PR #286, opened 2015-07-27
Remove non-text character at start of imgui.cpp

GHF:


ocornut:
Thanks. That was a Unicode marker probably introduced when occasionally inputting non-ascii character in the source code. It's standard-ish but probably not supported by all tools and better removed anyway.

PR #2269, opened 2019-01-09
Update link to Magnum bindings

mosra:
I noticed links to [Magnum](https://magnum.graphics) bindings in the README (thanks for adding them, btw!), these community projects now became an official part of the library, so I updated the links to point to an up-to-date place.

Thank you! :)

### DIFF
--- a/docs/README.md
+++ b/docs/README.md
@@ -147,7 +147,7 @@ Frameworks:
 - OpenSceneGraph/OSG: [gist](https://gist.github.com/fulezi/d2442ca7626bf270226014501357042c)
 - ORX: [pr #1843](https://github.com/ocornut/imgui/pull/1843)
 - LÖVE+Lua: [love-imgui](https://github.com/slages/love-imgui)
-- Magnum: [magnum-imgui](https://github.com/lecopivo/magnum-imgui), [MagnumImguiPort](https://github.com/lecopivo/MagnumImguiPort)
+- Magnum: [ImGuiIntegration](https://doc.magnum.graphics/magnum/namespaceMagnum_1_1ImGuiIntegration.html) ([example](https://doc.magnum.graphics/magnum/examples-imgui.html))
 - NanoRT: [syoyo/imgui](https://github.com/syoyo/imgui/tree/nanort)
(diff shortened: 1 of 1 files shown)


ocornut:
Thank you, merged this.
I tested your web demo and right-click seemed to trigger the browser menu :( not sure how easy it is to fix within web world.

mosra:
Oh, I missed that, thanks for the heads-up! Should be fixed now (it may need a force-refresh, tho) :)

ocornut:
I also noticed you are not setting up the key mapping properly, in context:
https://github.com/mosra/magnum-integration/tree/master/src/Magnum/ImGuiIntegration

```
io.KeyMap[ImGuiKey_Tab]        = ImGuiKey_Tab;
io.KeyMap[ImGuiKey_LeftArrow] = ImGuiKey_LeftArrow;
```
etc.

The intent of the io.KeyDown[] and io.KeyMap[] array is to store data indexable by your native type (e.g. KeyEvent::Key::XXX) in io.KeyDown[], so user can benefit from various inputs function in ImGui using your native enums.

However in Magnum those values seem to differ per platform, in particular, SDL's `SDLK_xxx` values (unlike SDL_SCANCODE) are not small indices making it problematic to use those index directly for SDL.
I don't have a better solution other than making your KeyEvent::Key::XXX values a fixed enum with valid/small indexes or waiting until I can safely refactor the input system on my side. Maybe worth adding comments in the integration code.

mosra:
Hmm. Yes, I'm aware of this. I guess it's a tradeoff between either having to map from platform-specific (SDL, GLFW, ...) enums to generic zero-based enums or having to map from Magnum enums to ImGui. Doing a mapping from SDL/... to zero-based enums would only move this problem elsewhere, and the users won't be able to use Magnum enums when peeking into `SDL_Event` etc. directly. In case of mapping from Magnum to ImGui [the switch-case is much smaller](https://github.com/mosra/magnum-integration/blob/072f3af9f4eafdb0146eca42dd07f3a33b6ceed6/src/Magnum/ImGuiIntegration/Context.hpp#L49-L117) because you have a small and clearly-defined set of keys. And since the integration code is providing this mapping for the user, it shouldn't lead to many inconveniences, I think. 

This intention needs to be documented a bit better in the code, yeah. And I'll revisit this once you have updates to the event handling. Thanks again :)

PR #2277, opened 2019-01-13
Fix to float comparison errors with clang

richardlalancetteyoui:
**macOS 10.13.6**
**AppCode 2018.3.2**
**Clang**

- This will fix all compile errors related to comparing floats with floats
- Added new FLOAT_EQUAL macro
`#define FLOAT_EQUAL(a, b) ((a) >= ((b) - FLT_EPSILON) && (a) <= ((b) + FLT_EPSILON))`
- Uses: `FLT_EPSILON` from C Library

# Problem:
## imstb_textedit.h
```
Error:(888, 23) comparing floating point with == or != is unsafe
Error:(939, 23) comparing floating point with == or != is unsafe
```
## imgui_widgets.cpp
```
Error:(4282, 33) comparing floating point with == or != is unsafe
Error:(5021, 34) comparing floating point with == or != is unsafe
Error:(5242, 19) comparing floating point with == or != is unsafe
Error:(5242, 43) comparing floating point with == or != is unsafe
Error:(5252, 23) comparing floating point with == or != is unsafe
Error:(5254, 23) comparing floating point with == or != is unsafe
Error:(5283, 44) comparing floating point with == or != is unsafe
Error:(6006, 92) comparing floating point with == or != is unsafe
Error:(6063, 32) comparing floating point with == or != is unsafe
Error:(1723, 37) comparing floating point with == or != is unsafe
Note:(1840, 39) in instantiation of function template specialization 'ImGui::DragBehaviorT<float, float, float>' requested here
Error:(1802, 15) comparing floating point with == or != is unsafe
Error:(1806, 12) comparing floating point with == or != is unsafe
Error:(1815, 12) comparing floating point with == or != is unsafe
Error:(1723, 37) comparing floating point with == or != is unsafe
Note:(1841, 39) in instantiation of function template specialization 'ImGui::DragBehaviorT<double, double, double>' requested here
Error:(1802, 15) comparing floating point with == or != is unsafe
Error:(1806, 12) comparing floating point with == or != is unsafe
Error:(1815, 12) comparing floating point with == or != is unsafe
```

### DIFF
--- a/imgui.h
+++ b/imgui.h
@@ -1515,6 +1515,9 @@ typedef ImGuiInputTextCallbackData  ImGuiTextEditCallbackData;
 // Helpers
 //-----------------------------------------------------------------------------
 
+// Helper for float comparison
+#define FLOAT_EQUAL(a, b) ((a) >= ((b) - FLT_EPSILON) && (a) <= ((b) + FLT_EPSILON))
+
 // Helper: IM_NEW(), IM_PLACEMENT_NEW(), IM_DELETE() macros to call MemAlloc + Placement New, Placement Delete + MemFree
 // We call C++ constructor on own allocated memory via the placement "new(ptr) Type()" syntax.
 // Defining a custom placement new() with a dummy parameter allows us to bypass including <new> which on some platforms complains when user has disabled exceptions.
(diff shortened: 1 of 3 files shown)


ocornut:
Hello Richard,

Thanks for posting this. I however wish that you reported the warnings to save you time! The change proposed in the PR is undesirable unfortunately. Those float comparaison are very intentionally written this way.

I realized that imgui_widgets.cpp was missing many of the required pragma, which went undetected because recent Clang test bed mistakenly had a few warning disabled to cancel out some triggered by -Weverything. 

I have pushed a fix for disabling some that mistakenly weren't included now.

I honestly believe `-Weverything` is harmful and should not be used to compile third-party software, it is more a general reference diagnostic tool. Even `printf("%f", 42.0f)` is a warning by how it is currently defined. Use this within your own code, but any third-party library is going to break by those ill-defined-and-ever-growing rules.

richardlalancette:
np.
The fact the code has float compare is the root issue here. I'll carry this fix on my own branch.
Thank you!

ocornut:
Describe or point me to a specific issue and I’ll be happy to look at it, but comparing floats with == is not an issue in our case, we are comparing against known constants and against the result of specific code. This code has been running on thousands of machines and function as expected.

PR #2280, opened 2019-01-15
function key

labienus9:
Hi,

Is it possible to add function key in enum ImGuiKey_ like ImGuiKey_F1, .....

Thanks for this wonderful library


ocornut:
Hello,
Yes it should be done eventually.
- Linking to #2005 and #1924.
- Closing this PR at the PR is ill-formed (PR for entire docking branch).

PR #2284, opened 2019-01-15

rasky:
`imgui_impl_opengl3.cpp` and `imgui_impl_opengl2.cpp` currently have a bug in the `viewport` branch when used with a HighDPI configuration. I discovered this bug while testing ImGui in an application that turns on HighDPI (not to improve rendering of imgui itself, but rather the application itself over which ImGui is drawn).

To reproduce this bug, you can use any OpenGL-based example. I personally use SDL so it's possible to trigger this by modifying `example_sdl_opengl3/main.cpp` to add `SDL_WINDOW_ALLOWHIGHDPI` when calling `SDL_CreateWindow()`. After having added this flag, running the example immediately produces a broken output like this:

screenshot 2019-01-15 19 18 41

The bug is in `ImGui_ImplOpenGL3_RenderDrawData`: the `draw_data->DisplayPos` variable is not scaled by the current framebuffer scale.

This PR fixes this bug for both OpenGL2 and OpenGL3 implementation. Moreover, it activates HighDPI rendering on SDL examples. This is not strictly required to fix any bug, but I think it's a good idea to keep it active because it increases the amount of code being tested by running the examples, and is thus easier to uncover hidden bugs with highdpi scaling.

### DIFF
--- a/examples/example_sdl_opengl2/main.cpp
+++ b/examples/example_sdl_opengl2/main.cpp
@@ -30,7 +30,7 @@ int main(int, char**)
     SDL_GL_SetAttribute(SDL_GL_CONTEXT_MINOR_VERSION, 2);
     SDL_DisplayMode current;
     SDL_GetCurrentDisplayMode(0, &current);
-    SDL_Window* window = SDL_CreateWindow("Dear ImGui SDL2+OpenGL example", SDL_WINDOWPOS_CENTERED, SDL_WINDOWPOS_CENTERED, 1280, 720, SDL_WINDOW_OPENGL|SDL_WINDOW_RESIZABLE);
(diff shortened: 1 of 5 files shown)


rasky:
@ocornut new PR here. I hope the bug is now better described.

ocornut:
Thank you, will look into it. (Ref old PR #2239, #2240)

ocornut:
> should conditionally use high dpi only when the main window uses high dpi as well. Comments?

Do you mean it shouldn't setup the flag if the application (e.g. main.cpp) didn't set it?
That debatable, since DPI correctness I would rather have the secondary viewports be DPI correct and help the user notice the issue in their main viewport. Or is there a reason for not setting `SDL_WINDOW_ALLOW_HIGHDPI`?

rasky:
I'm OK either way. Especially since the Viewport branch is new, it might be a good moment to switch to always use highdpi and see if something breaks.

(btw: did you close the PR by mistake?)

ocornut:
> (btw: did you close the PR by mistake?)

Oops, I have removed the `viewport` branch as it is now being merged within `docking`, and Github automatically closed the PR linked to this branch. Didn't realize it was doing that, sorry.
I can't seem to reopen the PR, would you mind re-opening one over the `docking` branch?

Sorry again!

(I have double-checked and this is the only PR linked to `viewport` specifically.)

> [Problem requirements]
With the line containing "PR #2269, opened 2019-01-09" as the last one, please set down exactly the lines of the records above from their very first line, and nothing more.

> [Written solution]
PR #286, opened 2015-07-27
Remove non-text character at start of imgui.cpp

GHF:


ocornut:
Thanks. That was a Unicode marker probably introduced when occasionally inputting non-ascii character in the source code. It's standard-ish but probably not supported by all tools and better removed anyway.

PR #2269, opened 2019-01-09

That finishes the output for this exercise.